* _PROBLEM TO SOLVE_: Below are some records; find each line that carries the word "underestimatedCount" and copy it.

* _GIVEN DATA_:
++++++++
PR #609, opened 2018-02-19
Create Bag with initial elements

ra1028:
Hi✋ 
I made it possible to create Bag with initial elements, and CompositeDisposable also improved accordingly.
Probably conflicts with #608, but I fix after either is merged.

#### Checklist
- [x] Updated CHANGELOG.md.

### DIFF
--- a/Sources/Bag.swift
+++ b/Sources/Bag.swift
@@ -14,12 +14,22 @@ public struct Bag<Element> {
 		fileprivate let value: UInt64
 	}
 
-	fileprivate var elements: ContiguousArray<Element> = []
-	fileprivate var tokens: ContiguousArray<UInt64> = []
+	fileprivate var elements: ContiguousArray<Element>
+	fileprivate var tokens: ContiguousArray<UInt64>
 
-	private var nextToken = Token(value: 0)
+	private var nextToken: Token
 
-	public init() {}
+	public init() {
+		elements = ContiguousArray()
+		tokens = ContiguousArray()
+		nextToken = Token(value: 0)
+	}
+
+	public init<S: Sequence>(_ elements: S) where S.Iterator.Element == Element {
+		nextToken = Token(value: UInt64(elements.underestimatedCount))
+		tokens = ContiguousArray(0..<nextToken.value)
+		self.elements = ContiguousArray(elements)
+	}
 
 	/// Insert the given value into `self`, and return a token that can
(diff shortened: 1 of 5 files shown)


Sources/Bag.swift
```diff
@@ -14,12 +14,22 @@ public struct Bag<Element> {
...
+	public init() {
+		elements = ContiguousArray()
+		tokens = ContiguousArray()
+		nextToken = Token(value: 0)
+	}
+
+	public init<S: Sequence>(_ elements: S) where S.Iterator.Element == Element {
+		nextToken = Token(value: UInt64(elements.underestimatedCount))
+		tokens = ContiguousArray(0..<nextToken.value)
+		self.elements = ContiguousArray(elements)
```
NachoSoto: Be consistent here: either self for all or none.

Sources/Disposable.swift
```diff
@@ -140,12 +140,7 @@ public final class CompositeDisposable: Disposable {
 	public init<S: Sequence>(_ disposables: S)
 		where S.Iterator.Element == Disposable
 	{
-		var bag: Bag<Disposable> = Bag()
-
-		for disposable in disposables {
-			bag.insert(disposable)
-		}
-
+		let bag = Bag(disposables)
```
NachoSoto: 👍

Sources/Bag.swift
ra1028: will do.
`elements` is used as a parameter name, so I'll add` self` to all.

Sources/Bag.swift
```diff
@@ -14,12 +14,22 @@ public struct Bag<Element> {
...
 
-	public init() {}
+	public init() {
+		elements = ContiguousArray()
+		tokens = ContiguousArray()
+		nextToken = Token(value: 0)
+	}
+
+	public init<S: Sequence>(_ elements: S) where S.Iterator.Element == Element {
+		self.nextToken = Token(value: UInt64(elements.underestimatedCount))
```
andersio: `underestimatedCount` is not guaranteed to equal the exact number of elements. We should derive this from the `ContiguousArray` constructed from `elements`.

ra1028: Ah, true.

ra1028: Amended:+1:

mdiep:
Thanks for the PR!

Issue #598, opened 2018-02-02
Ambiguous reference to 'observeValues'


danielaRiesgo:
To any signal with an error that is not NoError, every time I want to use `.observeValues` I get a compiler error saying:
++++++++
* _ANSWER FOR THIS EXERCISE_:
+		nextToken = Token(value: UInt64(elements.underestimatedCount))
+		nextToken = Token(value: UInt64(elements.underestimatedCount))
+		self.nextToken = Token(value: UInt64(elements.underestimatedCount))
andersio: `underestimatedCount` is not guaranteed to equal the exact number of elements. We should derive this from the `ContiguousArray` constructed from `elements`.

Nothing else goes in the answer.